**PROBLEM DESCRIPTION**
For the entries below, report every line that includes the word "skip".
======== MATERIAL PROVIDED ========
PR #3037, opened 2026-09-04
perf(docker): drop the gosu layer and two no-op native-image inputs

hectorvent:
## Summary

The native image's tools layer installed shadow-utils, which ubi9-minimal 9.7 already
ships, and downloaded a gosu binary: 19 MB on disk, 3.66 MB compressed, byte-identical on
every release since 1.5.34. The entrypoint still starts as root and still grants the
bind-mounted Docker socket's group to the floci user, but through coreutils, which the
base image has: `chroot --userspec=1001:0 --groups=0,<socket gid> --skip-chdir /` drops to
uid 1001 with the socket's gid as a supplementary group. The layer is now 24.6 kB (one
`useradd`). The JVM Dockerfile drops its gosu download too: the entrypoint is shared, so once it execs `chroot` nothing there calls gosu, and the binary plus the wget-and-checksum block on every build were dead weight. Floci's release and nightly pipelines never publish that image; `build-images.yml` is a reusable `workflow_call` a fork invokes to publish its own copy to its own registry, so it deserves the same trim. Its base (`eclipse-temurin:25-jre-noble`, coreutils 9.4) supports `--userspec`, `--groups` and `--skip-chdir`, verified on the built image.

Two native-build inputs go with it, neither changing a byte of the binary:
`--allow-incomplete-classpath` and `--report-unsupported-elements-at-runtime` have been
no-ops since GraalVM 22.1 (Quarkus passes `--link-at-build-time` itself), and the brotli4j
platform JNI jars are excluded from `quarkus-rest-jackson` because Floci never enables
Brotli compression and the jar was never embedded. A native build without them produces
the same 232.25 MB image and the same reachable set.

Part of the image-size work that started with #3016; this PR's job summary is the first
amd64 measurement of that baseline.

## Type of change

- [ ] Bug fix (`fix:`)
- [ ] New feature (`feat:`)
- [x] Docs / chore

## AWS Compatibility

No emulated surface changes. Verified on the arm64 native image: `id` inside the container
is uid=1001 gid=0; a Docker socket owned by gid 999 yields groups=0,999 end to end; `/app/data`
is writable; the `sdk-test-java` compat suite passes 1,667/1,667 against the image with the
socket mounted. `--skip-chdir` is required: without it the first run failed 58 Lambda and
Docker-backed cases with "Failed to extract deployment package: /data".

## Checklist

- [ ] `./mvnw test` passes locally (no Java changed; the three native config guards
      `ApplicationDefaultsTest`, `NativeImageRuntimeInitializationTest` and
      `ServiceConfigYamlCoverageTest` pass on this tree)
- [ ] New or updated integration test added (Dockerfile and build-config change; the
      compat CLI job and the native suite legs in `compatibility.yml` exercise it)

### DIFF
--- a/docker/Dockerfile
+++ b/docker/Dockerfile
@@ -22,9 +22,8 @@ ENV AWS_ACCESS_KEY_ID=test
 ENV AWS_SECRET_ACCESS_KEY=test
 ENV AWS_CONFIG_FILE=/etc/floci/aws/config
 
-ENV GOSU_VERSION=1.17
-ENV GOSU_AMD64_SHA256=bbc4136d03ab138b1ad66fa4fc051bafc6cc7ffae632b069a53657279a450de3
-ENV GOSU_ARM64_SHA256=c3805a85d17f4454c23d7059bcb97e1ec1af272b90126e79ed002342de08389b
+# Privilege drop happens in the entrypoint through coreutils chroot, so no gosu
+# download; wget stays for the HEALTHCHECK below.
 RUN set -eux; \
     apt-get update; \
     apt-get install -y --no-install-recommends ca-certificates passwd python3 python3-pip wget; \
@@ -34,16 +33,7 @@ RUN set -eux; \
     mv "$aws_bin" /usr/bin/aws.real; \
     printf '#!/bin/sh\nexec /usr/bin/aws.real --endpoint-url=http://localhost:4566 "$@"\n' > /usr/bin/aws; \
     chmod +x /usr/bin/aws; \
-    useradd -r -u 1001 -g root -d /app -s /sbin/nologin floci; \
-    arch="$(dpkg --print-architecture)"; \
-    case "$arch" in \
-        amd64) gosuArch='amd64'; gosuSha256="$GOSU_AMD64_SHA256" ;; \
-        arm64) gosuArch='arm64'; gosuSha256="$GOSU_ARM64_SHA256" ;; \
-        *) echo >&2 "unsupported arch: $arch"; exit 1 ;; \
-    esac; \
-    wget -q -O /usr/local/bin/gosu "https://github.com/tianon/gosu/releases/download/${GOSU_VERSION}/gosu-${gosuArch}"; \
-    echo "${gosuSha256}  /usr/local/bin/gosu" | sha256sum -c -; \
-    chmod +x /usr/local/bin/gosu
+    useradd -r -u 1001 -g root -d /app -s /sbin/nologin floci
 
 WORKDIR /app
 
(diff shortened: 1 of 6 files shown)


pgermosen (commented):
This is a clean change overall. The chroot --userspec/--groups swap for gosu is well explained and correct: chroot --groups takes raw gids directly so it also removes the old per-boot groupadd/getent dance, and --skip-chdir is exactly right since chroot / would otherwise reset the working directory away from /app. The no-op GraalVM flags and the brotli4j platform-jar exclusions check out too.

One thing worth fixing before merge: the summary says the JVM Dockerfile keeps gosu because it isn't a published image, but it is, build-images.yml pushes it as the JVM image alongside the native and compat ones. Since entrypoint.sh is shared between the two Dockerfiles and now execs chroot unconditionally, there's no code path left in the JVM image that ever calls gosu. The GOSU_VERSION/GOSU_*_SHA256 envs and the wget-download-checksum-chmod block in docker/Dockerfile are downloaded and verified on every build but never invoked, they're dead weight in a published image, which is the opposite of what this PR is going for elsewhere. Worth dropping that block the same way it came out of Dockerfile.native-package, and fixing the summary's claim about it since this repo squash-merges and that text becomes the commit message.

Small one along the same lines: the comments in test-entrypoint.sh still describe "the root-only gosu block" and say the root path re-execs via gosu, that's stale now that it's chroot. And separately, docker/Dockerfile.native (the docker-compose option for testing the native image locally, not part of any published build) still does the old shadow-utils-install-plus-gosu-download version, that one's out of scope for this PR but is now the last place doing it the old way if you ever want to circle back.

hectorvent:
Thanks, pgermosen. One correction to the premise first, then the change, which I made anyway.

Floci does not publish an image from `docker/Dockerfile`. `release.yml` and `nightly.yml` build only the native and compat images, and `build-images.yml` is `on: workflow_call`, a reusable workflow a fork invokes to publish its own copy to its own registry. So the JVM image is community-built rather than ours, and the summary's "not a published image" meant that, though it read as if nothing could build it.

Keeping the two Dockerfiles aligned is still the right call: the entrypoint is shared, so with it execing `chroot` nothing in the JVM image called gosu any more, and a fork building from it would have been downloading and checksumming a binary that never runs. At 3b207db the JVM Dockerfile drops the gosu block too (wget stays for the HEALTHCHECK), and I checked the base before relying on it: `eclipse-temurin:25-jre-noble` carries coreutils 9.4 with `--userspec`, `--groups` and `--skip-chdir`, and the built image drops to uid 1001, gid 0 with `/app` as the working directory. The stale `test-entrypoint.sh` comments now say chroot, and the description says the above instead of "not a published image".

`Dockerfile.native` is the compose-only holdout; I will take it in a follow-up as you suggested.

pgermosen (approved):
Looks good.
========
**EXERCISE RESPONSE**
base image has: `chroot --userspec=1001:0 --groups=0,<socket gid> --skip-chdir /` drops to
`useradd`). The JVM Dockerfile drops its gosu download too: the entrypoint is shared, so once it execs `chroot` nothing there calls gosu, and the binary plus the wget-and-checksum block on every build were dead weight. Floci's release and nightly pipelines never publish that image; `build-images.yml` is a reusable `workflow_call` a fork invokes to publish its own copy to its own registry, so it deserves the same trim. Its base (`eclipse-temurin:25-jre-noble`, coreutils 9.4) supports `--userspec`, `--groups` and `--skip-chdir`, verified on the built image.
socket mounted. `--skip-chdir` is required: without it the first run failed 58 Lambda and
This is a clean change overall. The chroot --userspec/--groups swap for gosu is well explained and correct: chroot --groups takes raw gids directly so it also removes the old per-boot groupadd/getent dance, and --skip-chdir is exactly right since chroot / would otherwise reset the working directory away from /app. The no-op GraalVM flags and the brotli4j platform-jar exclusions check out too.
Keeping the two Dockerfiles aligned is still the right call: the entrypoint is shared, so with it execing `chroot` nothing in the JVM image called gosu any more, and a fork building from it would have been downloading and checksumming a binary that never runs. At 3b207db the JVM Dockerfile drops the gosu block too (wget stays for the HEALTHCHECK), and I checked the base before relying on it: `eclipse-temurin:25-jre-noble` carries coreutils 9.4 with `--userspec`, `--groups` and `--skip-chdir`, and the built image drops to uid 1001, gid 0 with `/app` as the working directory. The stale `test-entrypoint.sh` comments now say chroot, and the description says the above instead of "not a published image".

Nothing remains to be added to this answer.